Scan the records below for lines with the word "conflicts", then state how many you find and nothing else.

(Collected data entries)

= = = = =

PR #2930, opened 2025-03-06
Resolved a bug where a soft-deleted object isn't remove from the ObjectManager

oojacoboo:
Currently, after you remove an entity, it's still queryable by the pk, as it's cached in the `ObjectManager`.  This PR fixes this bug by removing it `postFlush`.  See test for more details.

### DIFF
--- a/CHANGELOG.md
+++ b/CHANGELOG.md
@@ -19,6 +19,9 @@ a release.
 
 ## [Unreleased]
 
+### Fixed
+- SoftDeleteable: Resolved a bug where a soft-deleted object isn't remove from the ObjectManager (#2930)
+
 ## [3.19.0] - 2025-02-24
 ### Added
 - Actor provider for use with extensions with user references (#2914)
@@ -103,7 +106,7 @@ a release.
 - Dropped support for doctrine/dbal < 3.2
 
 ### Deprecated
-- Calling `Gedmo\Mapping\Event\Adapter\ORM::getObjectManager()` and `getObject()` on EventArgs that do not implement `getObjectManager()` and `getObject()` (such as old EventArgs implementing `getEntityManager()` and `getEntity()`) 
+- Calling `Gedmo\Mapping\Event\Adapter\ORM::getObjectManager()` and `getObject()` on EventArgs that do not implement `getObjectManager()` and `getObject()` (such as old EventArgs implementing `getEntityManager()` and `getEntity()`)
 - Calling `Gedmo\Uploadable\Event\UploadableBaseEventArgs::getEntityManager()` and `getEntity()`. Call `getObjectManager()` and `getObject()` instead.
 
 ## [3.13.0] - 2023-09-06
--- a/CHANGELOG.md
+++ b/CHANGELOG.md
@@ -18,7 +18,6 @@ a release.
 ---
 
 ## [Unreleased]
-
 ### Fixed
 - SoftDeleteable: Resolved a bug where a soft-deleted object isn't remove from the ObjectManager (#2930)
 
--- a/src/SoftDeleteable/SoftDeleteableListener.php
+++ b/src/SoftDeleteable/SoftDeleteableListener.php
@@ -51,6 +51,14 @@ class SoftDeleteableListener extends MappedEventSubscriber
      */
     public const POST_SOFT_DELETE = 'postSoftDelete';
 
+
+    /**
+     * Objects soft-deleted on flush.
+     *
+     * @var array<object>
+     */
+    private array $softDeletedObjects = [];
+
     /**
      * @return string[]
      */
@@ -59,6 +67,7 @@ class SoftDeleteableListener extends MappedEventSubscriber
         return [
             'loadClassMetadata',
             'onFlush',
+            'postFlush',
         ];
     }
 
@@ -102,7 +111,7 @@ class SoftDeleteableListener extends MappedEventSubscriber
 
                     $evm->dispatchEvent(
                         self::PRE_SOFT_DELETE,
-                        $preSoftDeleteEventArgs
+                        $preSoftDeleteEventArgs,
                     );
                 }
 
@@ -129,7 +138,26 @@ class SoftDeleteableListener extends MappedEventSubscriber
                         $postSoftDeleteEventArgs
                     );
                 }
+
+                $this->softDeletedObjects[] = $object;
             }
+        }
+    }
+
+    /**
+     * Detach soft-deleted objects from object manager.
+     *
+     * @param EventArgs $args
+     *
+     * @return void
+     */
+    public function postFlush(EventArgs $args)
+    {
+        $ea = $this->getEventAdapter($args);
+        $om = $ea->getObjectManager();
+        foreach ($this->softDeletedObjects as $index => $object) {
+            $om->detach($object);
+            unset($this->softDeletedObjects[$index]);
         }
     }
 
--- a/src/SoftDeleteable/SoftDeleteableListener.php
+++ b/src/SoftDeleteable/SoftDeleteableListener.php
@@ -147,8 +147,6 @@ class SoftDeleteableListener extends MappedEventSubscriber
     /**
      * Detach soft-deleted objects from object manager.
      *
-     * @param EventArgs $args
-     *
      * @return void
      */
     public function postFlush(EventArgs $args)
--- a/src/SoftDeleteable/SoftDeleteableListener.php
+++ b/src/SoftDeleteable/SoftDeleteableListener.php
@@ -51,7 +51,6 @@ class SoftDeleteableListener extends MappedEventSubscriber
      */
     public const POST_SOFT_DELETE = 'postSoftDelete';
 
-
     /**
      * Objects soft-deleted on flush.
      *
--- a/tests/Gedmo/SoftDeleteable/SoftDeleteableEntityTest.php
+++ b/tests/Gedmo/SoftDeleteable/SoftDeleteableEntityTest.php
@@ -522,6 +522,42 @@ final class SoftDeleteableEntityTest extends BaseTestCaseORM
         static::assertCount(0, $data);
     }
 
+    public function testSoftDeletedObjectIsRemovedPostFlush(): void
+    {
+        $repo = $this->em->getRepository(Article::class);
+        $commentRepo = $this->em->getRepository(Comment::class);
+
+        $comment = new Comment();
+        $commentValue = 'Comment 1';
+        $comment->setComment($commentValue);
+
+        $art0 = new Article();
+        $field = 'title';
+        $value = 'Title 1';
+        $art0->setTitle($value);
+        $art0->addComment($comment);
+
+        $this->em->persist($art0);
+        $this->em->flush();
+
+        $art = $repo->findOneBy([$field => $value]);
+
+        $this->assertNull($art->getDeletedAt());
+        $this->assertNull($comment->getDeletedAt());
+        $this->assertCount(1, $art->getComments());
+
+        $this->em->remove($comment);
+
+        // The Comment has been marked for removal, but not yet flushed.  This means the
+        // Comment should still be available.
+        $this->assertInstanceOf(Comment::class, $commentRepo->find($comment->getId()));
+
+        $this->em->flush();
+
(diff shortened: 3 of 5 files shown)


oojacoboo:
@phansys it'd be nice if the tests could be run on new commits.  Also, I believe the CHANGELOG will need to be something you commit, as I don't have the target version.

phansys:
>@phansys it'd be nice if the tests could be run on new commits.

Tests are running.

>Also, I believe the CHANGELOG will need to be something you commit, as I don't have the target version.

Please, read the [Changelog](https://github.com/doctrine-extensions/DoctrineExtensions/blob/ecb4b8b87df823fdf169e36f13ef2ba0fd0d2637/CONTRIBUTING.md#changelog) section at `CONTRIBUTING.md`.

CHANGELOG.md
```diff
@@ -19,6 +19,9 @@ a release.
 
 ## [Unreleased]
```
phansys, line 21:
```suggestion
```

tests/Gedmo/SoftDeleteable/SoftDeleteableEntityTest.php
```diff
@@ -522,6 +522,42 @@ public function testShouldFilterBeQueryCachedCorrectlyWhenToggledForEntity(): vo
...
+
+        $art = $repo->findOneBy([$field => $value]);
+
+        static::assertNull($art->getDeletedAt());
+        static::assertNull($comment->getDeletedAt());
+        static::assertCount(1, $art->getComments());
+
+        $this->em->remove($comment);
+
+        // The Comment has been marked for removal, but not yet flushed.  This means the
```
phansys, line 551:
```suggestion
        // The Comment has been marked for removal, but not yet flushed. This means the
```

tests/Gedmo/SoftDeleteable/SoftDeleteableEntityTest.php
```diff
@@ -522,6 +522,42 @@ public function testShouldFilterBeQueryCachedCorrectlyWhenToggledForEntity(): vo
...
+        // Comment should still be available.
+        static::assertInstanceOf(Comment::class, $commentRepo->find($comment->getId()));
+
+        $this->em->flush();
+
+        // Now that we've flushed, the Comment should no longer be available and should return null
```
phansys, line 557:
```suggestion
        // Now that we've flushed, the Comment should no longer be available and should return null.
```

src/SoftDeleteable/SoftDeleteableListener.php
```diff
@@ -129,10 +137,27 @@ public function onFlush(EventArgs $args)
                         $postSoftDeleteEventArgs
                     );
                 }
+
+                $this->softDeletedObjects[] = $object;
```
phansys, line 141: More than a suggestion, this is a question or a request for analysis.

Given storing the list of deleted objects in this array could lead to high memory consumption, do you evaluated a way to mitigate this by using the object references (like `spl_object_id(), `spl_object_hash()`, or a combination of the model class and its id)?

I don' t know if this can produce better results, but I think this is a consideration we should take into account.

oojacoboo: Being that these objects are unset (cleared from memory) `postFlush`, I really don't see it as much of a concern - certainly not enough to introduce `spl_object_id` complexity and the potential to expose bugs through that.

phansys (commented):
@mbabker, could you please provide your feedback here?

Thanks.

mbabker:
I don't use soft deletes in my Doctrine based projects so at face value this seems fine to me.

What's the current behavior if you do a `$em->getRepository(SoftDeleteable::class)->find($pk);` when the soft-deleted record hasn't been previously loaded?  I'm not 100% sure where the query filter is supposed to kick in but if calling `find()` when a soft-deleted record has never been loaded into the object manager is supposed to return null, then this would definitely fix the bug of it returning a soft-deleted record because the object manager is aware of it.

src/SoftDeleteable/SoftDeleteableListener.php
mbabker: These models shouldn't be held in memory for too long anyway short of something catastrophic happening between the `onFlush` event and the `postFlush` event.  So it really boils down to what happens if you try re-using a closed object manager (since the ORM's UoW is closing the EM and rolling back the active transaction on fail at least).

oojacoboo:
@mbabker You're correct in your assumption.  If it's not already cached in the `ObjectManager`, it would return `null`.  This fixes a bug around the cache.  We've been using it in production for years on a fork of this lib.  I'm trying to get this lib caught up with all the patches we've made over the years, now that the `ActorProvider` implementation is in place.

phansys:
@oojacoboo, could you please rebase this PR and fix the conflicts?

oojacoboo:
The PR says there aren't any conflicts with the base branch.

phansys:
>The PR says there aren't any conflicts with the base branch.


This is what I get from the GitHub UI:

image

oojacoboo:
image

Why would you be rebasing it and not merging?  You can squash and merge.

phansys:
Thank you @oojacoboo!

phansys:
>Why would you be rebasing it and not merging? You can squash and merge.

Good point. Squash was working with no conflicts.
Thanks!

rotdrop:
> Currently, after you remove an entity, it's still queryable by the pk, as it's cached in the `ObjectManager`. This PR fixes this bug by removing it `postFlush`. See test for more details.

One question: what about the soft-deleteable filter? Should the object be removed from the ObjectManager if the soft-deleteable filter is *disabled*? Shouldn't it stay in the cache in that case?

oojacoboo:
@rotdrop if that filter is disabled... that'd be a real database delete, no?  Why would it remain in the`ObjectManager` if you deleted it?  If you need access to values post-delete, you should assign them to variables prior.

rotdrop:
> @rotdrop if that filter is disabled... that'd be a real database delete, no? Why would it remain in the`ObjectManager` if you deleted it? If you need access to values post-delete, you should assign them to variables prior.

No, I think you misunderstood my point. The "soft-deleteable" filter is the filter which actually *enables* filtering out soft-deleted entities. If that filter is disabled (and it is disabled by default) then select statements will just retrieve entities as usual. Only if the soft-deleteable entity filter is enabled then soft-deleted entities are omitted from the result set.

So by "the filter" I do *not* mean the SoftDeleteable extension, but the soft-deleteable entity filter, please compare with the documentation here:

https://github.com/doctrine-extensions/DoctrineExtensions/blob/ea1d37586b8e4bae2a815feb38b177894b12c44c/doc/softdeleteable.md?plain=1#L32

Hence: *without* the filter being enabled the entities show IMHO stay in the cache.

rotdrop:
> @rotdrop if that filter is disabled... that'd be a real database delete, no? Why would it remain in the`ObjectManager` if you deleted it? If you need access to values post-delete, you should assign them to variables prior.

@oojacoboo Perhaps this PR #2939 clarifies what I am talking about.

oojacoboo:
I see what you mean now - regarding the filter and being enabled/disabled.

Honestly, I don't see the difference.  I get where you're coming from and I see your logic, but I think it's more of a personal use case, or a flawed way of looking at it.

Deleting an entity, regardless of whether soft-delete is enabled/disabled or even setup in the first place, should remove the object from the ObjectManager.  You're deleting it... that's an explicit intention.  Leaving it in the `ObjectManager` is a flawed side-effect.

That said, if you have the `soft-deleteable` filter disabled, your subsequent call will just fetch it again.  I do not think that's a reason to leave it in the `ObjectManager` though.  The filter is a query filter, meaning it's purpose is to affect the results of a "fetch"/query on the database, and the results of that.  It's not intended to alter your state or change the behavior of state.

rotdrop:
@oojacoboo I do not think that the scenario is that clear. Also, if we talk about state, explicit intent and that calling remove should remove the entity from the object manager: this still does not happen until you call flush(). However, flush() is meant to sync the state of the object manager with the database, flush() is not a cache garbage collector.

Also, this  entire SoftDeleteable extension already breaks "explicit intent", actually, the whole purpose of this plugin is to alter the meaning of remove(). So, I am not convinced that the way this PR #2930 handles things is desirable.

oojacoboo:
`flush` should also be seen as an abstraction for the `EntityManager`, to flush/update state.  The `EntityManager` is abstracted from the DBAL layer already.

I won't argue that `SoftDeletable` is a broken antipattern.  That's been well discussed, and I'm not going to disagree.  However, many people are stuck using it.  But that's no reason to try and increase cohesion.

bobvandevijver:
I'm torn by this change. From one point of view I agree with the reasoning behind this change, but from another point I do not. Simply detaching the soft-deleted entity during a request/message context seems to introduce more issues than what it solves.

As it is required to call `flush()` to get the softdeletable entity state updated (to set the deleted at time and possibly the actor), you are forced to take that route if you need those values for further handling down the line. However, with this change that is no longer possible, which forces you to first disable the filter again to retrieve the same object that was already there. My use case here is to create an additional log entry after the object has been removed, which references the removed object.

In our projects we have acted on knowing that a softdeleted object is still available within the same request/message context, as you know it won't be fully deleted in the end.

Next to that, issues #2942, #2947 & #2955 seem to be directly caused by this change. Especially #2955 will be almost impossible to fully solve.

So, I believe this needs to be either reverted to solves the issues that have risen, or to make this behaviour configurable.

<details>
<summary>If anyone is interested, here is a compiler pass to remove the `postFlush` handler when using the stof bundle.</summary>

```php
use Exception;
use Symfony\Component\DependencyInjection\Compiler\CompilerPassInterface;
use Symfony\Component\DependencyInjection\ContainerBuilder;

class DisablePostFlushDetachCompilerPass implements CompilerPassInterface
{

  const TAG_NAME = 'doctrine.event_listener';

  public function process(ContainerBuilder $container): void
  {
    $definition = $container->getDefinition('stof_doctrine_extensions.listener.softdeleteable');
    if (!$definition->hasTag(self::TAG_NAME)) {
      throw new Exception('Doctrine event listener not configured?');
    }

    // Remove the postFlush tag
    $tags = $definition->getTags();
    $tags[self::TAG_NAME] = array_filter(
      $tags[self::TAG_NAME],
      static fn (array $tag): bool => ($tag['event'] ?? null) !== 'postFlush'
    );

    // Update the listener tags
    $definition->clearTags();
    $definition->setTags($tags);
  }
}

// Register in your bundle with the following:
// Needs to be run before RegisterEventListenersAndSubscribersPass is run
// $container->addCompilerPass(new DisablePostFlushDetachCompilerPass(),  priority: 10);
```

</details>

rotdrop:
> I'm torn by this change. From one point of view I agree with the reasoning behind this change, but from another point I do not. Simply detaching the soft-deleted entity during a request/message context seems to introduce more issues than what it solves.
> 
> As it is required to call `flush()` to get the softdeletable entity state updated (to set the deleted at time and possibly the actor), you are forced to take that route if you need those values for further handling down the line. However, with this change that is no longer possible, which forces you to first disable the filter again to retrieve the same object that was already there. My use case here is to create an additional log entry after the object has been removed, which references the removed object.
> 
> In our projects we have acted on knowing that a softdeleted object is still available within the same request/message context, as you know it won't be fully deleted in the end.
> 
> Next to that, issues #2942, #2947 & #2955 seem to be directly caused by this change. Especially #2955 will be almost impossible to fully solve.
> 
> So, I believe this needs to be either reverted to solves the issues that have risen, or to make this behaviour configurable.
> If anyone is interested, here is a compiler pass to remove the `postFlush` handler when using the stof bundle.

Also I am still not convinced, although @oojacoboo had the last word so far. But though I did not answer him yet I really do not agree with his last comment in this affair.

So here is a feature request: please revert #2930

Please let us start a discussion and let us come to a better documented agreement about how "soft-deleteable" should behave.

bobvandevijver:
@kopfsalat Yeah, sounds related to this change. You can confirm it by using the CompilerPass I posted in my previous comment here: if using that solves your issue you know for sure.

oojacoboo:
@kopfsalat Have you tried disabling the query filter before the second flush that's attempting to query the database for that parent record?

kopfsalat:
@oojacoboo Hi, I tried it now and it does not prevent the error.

= = = = =

__Task response__
4